I don't think ranks based on past data mean much at the moment, so what's the point of rebalancing? Perhaps after earnings things will normalize again.
It's just easier mentally
Buy and hold time frame 1mo-3mo (after earnings)
What do you think?
What stocks would you pick?
What other strategy (simple to implement) would you use right now?
And this idea may not be too risky with the potential for some gain:
Gold tends to perform surprisingly well during recessions—often serving as both an inflation hedge and a flight-to-safety asset. Gold miners, while more volatile, can potentially amplify that effect.
My understanding is that gold miners effectively act as leveraged plays on GLD, mainly due to their operational gearing and debt structures. So for those seeking equity-based exposure with both inflation and recession hedging potential, they might be worth a closer look.
I have been predicting a major drawdown after Trump was elected for a while and have been conservative for that reason.
I don't think it is just tariffs. I think the Fed—all things being equal—would rather get inflation under control now and have everyone speculate if it was tariffs or something else Trump has done (not money-printing) that required such aggressive action. Not criticizing just human.

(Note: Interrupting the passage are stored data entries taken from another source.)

PR #21903, opened 2026-05-30
Filter rule: respect nested scalar-function capabilities when computing viable backends

vinaykpud:
#### What this PR does

Updated `OpenSearchFilterRule` to look **inside** predicates when computing per-predicate viable backends. Previously it only checked the outer comparator (`EQUALS`, `>`, `IN`, …) against backend capabilities; nested scalar functions like `CHAR_LENGTH(str)`, `JSON_EXTRACT_ALL(doc)`, `ITEM(map, key)` were ignored. Now every nested `RexCall` is intersected against `scalarBackendsAnyFormat(fn, returnType)` so a backend stays viable only if it can evaluate the **whole predicate**, not just its outer operator.

#### Why

A predicate like:

```
=(ITEM(JSON_EXTRACT_ALL($0), 'user.name'), 'John')
```

would survive marking with `backends=[lucene, datafusion]` because Lucene legitimately declares `EQUALS` on `KEYWORD`. But Lucene has no scalar capability for `JSON_EXTRACT_ALL` or `ITEM-on-MAP` — so when CBO records Lucene as a perf-delegation peer and fragment conversion later calls `EqualsSerializer.buildQueryBuilder` on the original `RexCall`, it finds `(RexCall, RexLiteral)` instead of the expected `(RexInputRef, RexLiteral)` and throws:

```
java.lang.IllegalArgumentException:
  EQUALS performance-delegation requires (RexInputRef, RexLiteral);
  got array_element(map_extract(json_extract_all($0), 'user.name'), 1) = 'John'
```

The bug only surfaces on dual-format indices (parquet primary + lucene secondary). With this fix Lucene drops out at marking time for any predicate whose nested calls it can't evaluate, the perf-delegation arm never invokes the per-function serializer with an unsupported shape, and the runtime IAE becomes unreachable.

#### How

In `OpenSearchFilterRule.resolveViableBackends`:

1. **One tree walk** instead of two — collects field indices and nested scalar-function calls in a single pass into a `PredicateAnalysis` record.
2. **Field-storage intersection** (existing) — narrows on the outer comparator and each field's storage formats. Unchanged.
3. **Scalar-function intersection** (new) — for each nested call, narrows on `scalarBackendsAnyFormat(fn, returnType)`. A backend stays viable only if it can evaluate every nested function.
4. **Polymorphic-UDF fallback** — when a call's return type is `SqlTypeName.ANY` (e.g. `SCALAR_MAX`), infer the type from the first concrete operand. Mirrors `OpenSearchProjectRule`. Throws if even that fails.
5. **Better error messages** — both throw paths name the offending nested call and the enclosing predicate. A TODO marks the next granular-message improvement on the existing empty-set throw.

#### Tests

**Unit tests** — 5 new tests in `FilterRuleTests`:

- `testNoScalarFunctionsKeepsLuceneViable` — baseline; no nested RexCall ⇒ both backends survive.
- `testNestedScalarFunctionDropsLuceneFromPredicateAnnotation` — `UPPER(country) = 'US'` ⇒ Lucene drops.
- `testNestedScalarFunctionsDropLucene` — two-level nesting `UPPER(CONCAT(name, '_x')) = 'FOO'` ⇒ walk recurses.
- `testScalarFunctionNarrowingIsPerLeaf` — AND of two leaves; narrowing is leaf-local.
- `testUnrecognizedScalarFunctionThrows` — unknown operator throws with the function name.

**Integration tests** — removed 13 `@AwaitsFix` annotations across four classes that were skipped specifically for this gap. All previously-skipped tests now run and pass:

| File | Tests un-skipped |
|---|---|
| `WhereCommandIT.java` | 1 (`testWhereInnerLength`) |
| `ReplaceCommandIT.java` | 8 (literal/multi-pair/no-match/expected-rows/multi-field + 2 wildcard + 2 function-form) |
| `RexCommandIT.java` | 3 (sed literal, sed `/i`, sed backreference) |
| `SpathCommandIT.java` | 1 (`testSpathAutoExtractWithWhere`) |

The unused `LuceneTestCase.AwaitsFix` imports are dropped from each.

### Check List

### DIFF
--- a/sandbox/plugins/analytics-engine/src/main/java/org/opensearch/analytics/planner/rules/OpenSearchFilterRule.java
+++ b/sandbox/plugins/analytics-engine/src/main/java/org/opensearch/analytics/planner/rules/OpenSearchFilterRule.java
@@ -148,11 +148,11 @@ public class OpenSearchFilterRule extends RelOptRule {
         List<FieldStorageInfo> fieldStorageInfos,
         List<String> childViableBackends
     ) {
-        PredicateAnalysis analysis = new PredicateAnalysis(new HashSet<>(), new ArrayList<>());
+        PredicateContents contents = new PredicateContents(new HashSet<>(), new ArrayList<>());
         for (RexNode operand : predicate.getOperands()) {
-            analyze(operand, analysis);
+            collect(operand, contents);
         }
-        Set<Integer> fieldIndices = analysis.fieldIndices();
+        Set<Integer> fieldIndices = contents.fieldIndices();
 
         CapabilityRegistry registry = context.getCapabilityRegistry();
 
@@ -213,7 +213,7 @@ public class OpenSearchFilterRule extends RelOptRule {
         }
 
         // Every nested scalar function in the predicate must also be evaluable by a candidate backend
-        for (RexCall scalarFunctionCall : analysis.scalarFunctionCalls()) {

Government workers have not shown up on unemployment numbers just yet either.
China is in the headlines today.
I don't know obviously, but I would not be surprised if some negative factors line up to cause a significant drawdown. My 2 cents.
I'm going to remain conservative for a while longer but I agree there is always a bounce at the bottom.
People who think they are good at guessing direction can use futures as a tool to express their beliefs, and have more leverage.
But CTAs that rely on qualitative analysis (like LOTIX) have a worse excess return-to-risk ratio compared to quantitative CTAs (like AQMRX). Even though the latter have traded many products to hedge their risk, they still do badly.